Aymora havia dito a Elia que haveria pessoas sentadas do lado de fora das colunas do espaço de alimentação, e algumas em pé, apenas para testemunhar esta noite.
A adrenalina disparou por ela novamente, e suas mãos começaram a tremer enquanto Gahrye continuava.
“Reunimo-nos esta noite para o primeiro Festival dos Corações. Uma tradição iniciada por nossa nova Rainha, esta é uma noite para perdão e entendimento. Uma noite para os corações se curarem, e as mentes encontrarem sintonia. Anima! Levantem-se e reconheçam sua Rainha!”
Era o primeiro teste da noite, Aymora a havia alertado. O reconhecimento era apenas uma pequena concessão — e era tradição que alguns poucos Anima fortes permanecessem sentados para isso, para anunciar seu desejo de serem convencidos. Mas Behryn e os guardas estariam observando de perto qualquer dissidência direta entre o povo — aqueles que encaravam com desafio, ou cujos cheiros indicavam raiva ou vingança.
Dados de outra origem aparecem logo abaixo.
PR #4083, opened 2019-09-10
Adapting thread_queue_mc to behave even if no 128bit atomics are available

hkaiser:
@biddisco please verify that this does not break anything on your end.

### DIFF
--- a/hpx/runtime/threads/policies/shared_priority_queue_scheduler.hpp
+++ b/hpx/runtime/threads/policies/shared_priority_queue_scheduler.hpp
@@ -68,10 +68,10 @@ namespace hpx { namespace threads { namespace policies {
     class shared_priority_queue_scheduler : public scheduler_base
     {
     public:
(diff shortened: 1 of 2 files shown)


biddisco:
remove the template defaults will not break anything

hkaiser:
> removing the template defaults will not break anything

Thanks @biddisco! I was more worried about (arbitrarily) choosing `PendingQueuing` as the third template argument for the `thread_queue_mc` here: https://github.com/STEllAR-GROUP/hpx/pull/4083/files#diff-6cd28becc08171d26d3f09c07c085302R73. Is that what you had in mind?

biddisco:
I wouldn't worry too much. the latest changes (incoming) to thread_queue_mc have substantially hanged the class and I'll absorb any of your changes into it when I do my PR

hkaiser:
@rtohid: this should fix your issues you're having with building FLeCSI.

No pior dos casos, se a maioria do povo se recusasse a levantar, os guardas estavam preparados para proteger Reth & Elia de um possível ataque. Porque, como Aymora deixou muito claro, a Anima como um grupo rapidamente se voltaria contra um governante fraco.
Para alívio de Elia, quase todos se levantaram, embora alguns lentamente e sem sorrir. Havia apenas pequenos grupos que ela podia ver daqueles, fortes em suas tribos, ou mais velhos, que mantiveram seus assentos e a observavam atentamente. Mas ela já havia sido avisada de que esperasse por isso. Seu trabalho essa noite era convencer essas pessoas de que ela era por eles. Os outros de suas tribos seguiriam se estes ficassem de pé em reconhecimento no final.
“A partir deste dia,” Gahrye continuou, sua voz ecoando pelo mercado, “o Festival dos Corações será celebrado todos os anos, uma oportunidade para aqueles que ofenderam ou falharam com suas tribos de fazerem as pazes. Esta noite, a sua Rainha pede por sua audiência. Anima, vocês a recebem?”
Elia soltou o ar quando todos de pé seguiram Gahrye em um estrondoso rugido de som — alguns até se curvaram, o que tocou o coração de Elia, embora ela suspeitasse que a mostra de aliança era direcionada com firmeza a Reth, em vez de a ela própria.
Ela olhou para Reth, cujo queixo estava baixo, seus olhos ferozes e vasculhando seu povo, marcando aqueles grupos, ela acreditava. Ela quase podia vê-lo fazendo uma lista mental daqueles que não haviam se levantado, que não rugiram, nem chamaram ou choraram em resposta.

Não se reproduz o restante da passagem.